Our Company

     

Corporate Governance

The Directors support high standards of corporate governance and confirm that following Admission the Company intends, where practicable, having regard to the current stage of development of the Company, to comply with the main principles of the Combined Code. The Company will adopt and operate a Common Stock dealing code for Directors and senior employees on substantially the same terms as the Model Code.

 

The Board has established an Audit Committee, and a Governance and Remuneration Committee with formally delegated duties and responsibilities. Upon Admission all of the Non-executive Directors will be members of these committees. Sir John Banham will chair the Audit Committee; George Kennedy will chair the Governance and Remuneration Committee.

 

The Audit Committee will normally meet three times a year and has responsibility for, amongst other things, planning and reviewing the Group's annual report and accounts and interim statements and involve, where appropriate, the Group's auditors. The Committee will focus particularly on compliance with legal requirements and accounting standards. It is also responsible for ensuring that an effective system of internal controls is maintained. The ultimate responsibility for reviewing and approving the annual accounts and interim statement remains with the Board.

 

The Governance and Remuneration Committee, which will meet three times a year, has responsibility for making recornmendations to the Board on the compensation of senior executives and determining, within agreed terms of reference, the specific remuneration packages for each of the Executive Directors. It also operates the Stock Option Schemes and sets performance conditions, which must be satisfied before options can be exercised. It will also have responsibility for reviewing the size and composition of the Board and appointment of replacement and/or additional directors and making appropriate recommendations to the Board.

 

The Combined Code states that the board of directors of a UK public company should include a balance of executive and non-executive directors.

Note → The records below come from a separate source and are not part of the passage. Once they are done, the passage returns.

PR #231, opened 2021-01-14
Fix docker setup

dnsl48:


GuySartorelli:
It's not clear what this is intended to fix - the current setup seems to work fine.

PR #249, opened 2022-11-21
FIX Fix issue with handling png images

GuySartorelli:
Hopefully fixes  https://app.netlify.com/sites/ss-docs/deploys/637ad1699d407f36cd349198

> Failed to process image `/opt/build/repo/.cache/gatsby-source-git/docs--5/en/_images/cms-architecture.png`
> Input file contains unsupported image format

We had to update the ubuntu version in netlify which has updated `libvips` to a version that doesn't support the version of `sharp` we had installed (see https://github.com/lovell/sharp/issues/2062#issuecomment-580189056).
We couldn't just install sharp because the gatsby didn't support a more recent version.

Hopefully this resolves the problem and we don't have to go up major versions of gatsby.


maxime-rainville (approved):
LGTM

PR #253, opened 2023-02-08
ENH Styling for api links contains backticks

emteknetnz:
Ideally would have been done in ss-docs.scss, though I ran into multiple issues when running `yarn build`

Changes the underline color to grey to match

image


GuySartorelli:
This can happen after the beta I think - it won't materially change anything and we really need to get this out.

Smaller UK public companies (being one that is below the FTSE 350 throughout the year immediately prior to the reporting year) should have at least two independent non-executive directors and one of those independent non- executive directors shall be appointed the senior non- executive director, which, on Admission, will be. The Combined Code further provides that a majority of non-executive directors should be independent of management and free from any business or other relationship, which could materially interfere with the exercise of their independent judgment. The Directors are satisfied that the Group will, on Admission, comply with the requirements of the Combined Code so far as possible having regard to the size and current state of development of the Group.